▶ _YOUR OBJECTIVE_
Search the data for "applied". Return each matching line.

▶ _TASK DATA_
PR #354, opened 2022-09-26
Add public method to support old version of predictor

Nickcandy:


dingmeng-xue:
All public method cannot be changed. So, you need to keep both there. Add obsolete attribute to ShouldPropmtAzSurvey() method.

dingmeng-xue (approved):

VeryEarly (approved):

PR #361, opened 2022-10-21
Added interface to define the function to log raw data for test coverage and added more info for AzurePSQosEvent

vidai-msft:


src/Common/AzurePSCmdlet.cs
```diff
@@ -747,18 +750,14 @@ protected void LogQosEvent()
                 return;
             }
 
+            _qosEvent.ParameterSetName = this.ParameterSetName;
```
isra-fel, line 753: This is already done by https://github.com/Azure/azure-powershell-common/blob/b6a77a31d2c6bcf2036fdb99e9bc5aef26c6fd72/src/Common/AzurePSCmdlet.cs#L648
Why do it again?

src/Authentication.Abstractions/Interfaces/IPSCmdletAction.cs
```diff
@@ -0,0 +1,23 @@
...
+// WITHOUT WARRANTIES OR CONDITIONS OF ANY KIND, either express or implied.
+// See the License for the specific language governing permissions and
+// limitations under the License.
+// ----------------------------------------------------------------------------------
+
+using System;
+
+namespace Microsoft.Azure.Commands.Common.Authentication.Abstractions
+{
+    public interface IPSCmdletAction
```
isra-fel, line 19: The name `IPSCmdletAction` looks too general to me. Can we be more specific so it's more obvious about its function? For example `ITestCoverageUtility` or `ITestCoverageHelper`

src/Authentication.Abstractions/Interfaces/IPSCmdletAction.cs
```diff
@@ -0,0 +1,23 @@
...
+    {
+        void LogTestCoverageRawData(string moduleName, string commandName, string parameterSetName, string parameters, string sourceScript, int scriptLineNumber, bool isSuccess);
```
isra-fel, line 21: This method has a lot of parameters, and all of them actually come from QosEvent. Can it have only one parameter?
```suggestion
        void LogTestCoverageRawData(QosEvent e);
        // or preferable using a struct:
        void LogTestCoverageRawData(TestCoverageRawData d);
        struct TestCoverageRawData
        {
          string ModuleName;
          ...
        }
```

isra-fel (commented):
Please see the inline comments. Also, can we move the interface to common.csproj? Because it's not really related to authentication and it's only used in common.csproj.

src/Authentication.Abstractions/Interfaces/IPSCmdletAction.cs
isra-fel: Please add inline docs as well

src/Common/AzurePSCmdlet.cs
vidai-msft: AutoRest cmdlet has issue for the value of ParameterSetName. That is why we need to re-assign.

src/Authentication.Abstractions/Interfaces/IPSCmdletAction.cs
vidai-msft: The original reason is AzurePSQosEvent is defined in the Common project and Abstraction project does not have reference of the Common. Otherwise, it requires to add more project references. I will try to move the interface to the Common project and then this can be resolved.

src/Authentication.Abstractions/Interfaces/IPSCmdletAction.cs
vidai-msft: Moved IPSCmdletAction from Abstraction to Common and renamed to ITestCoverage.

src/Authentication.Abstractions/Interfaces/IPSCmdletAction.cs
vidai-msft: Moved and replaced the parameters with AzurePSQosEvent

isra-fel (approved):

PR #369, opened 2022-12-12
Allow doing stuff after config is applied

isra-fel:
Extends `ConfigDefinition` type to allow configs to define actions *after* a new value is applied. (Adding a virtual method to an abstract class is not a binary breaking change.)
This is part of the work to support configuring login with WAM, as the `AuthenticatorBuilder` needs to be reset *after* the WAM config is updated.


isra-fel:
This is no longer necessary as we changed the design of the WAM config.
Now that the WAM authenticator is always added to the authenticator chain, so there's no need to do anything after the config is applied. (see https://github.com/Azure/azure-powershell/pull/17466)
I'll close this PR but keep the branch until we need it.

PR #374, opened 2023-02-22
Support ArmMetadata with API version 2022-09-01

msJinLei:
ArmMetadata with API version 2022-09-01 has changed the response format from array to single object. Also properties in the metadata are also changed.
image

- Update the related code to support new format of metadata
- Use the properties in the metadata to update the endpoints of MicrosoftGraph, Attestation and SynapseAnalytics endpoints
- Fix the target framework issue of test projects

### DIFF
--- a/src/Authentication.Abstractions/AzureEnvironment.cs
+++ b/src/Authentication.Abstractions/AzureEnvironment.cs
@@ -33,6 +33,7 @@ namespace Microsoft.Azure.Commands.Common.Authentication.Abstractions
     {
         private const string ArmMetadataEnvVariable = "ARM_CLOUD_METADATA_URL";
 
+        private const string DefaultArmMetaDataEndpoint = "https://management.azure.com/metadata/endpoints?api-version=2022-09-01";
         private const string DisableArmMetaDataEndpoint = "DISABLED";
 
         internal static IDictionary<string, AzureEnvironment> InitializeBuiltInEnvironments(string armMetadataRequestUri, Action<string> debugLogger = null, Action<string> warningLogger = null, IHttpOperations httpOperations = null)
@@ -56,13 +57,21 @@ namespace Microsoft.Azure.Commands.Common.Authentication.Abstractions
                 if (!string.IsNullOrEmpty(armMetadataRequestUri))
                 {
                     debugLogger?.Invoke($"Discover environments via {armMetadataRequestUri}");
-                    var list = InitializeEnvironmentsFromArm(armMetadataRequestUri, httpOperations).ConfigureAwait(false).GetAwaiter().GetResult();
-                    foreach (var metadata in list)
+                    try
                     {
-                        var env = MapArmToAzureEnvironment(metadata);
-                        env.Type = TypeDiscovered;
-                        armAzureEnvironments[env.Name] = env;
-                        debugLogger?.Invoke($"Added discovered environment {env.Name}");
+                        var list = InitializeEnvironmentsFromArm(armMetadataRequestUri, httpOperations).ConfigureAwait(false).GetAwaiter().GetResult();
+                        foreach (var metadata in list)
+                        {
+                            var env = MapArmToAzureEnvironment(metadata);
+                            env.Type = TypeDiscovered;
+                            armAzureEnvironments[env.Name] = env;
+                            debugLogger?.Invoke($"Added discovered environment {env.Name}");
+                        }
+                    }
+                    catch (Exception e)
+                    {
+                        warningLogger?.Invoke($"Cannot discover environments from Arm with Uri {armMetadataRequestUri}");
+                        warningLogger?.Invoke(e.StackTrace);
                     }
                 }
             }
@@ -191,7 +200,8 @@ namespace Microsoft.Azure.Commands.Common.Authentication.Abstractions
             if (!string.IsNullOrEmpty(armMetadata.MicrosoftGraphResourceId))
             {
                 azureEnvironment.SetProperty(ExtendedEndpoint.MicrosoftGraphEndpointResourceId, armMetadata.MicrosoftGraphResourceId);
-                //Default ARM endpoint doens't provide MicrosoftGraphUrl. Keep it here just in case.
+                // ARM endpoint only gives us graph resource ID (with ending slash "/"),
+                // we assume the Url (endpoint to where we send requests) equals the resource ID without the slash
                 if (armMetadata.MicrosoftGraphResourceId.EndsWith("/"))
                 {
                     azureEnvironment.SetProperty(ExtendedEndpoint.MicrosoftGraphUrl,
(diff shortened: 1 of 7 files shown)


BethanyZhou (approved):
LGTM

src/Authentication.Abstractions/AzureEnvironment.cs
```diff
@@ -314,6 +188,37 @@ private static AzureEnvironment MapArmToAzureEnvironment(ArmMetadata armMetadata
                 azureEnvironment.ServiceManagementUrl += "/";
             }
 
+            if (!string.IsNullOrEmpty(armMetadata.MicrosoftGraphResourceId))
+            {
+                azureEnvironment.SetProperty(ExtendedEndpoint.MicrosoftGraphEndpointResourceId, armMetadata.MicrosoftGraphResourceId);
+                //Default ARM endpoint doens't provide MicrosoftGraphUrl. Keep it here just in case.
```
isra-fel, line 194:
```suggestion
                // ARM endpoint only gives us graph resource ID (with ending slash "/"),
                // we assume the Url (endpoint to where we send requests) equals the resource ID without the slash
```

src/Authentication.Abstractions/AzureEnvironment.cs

▶ _RESULT OF THE EXERCISE_
Allow doing stuff after config is applied
Extends `ConfigDefinition` type to allow configs to define actions *after* a new value is applied. (Adding a virtual method to an abstract class is not a binary breaking change.)
Now that the WAM authenticator is always added to the authenticator chain, so there's no need to do anything after the config is applied. (see https://github.com/Azure/azure-powershell/pull/17466)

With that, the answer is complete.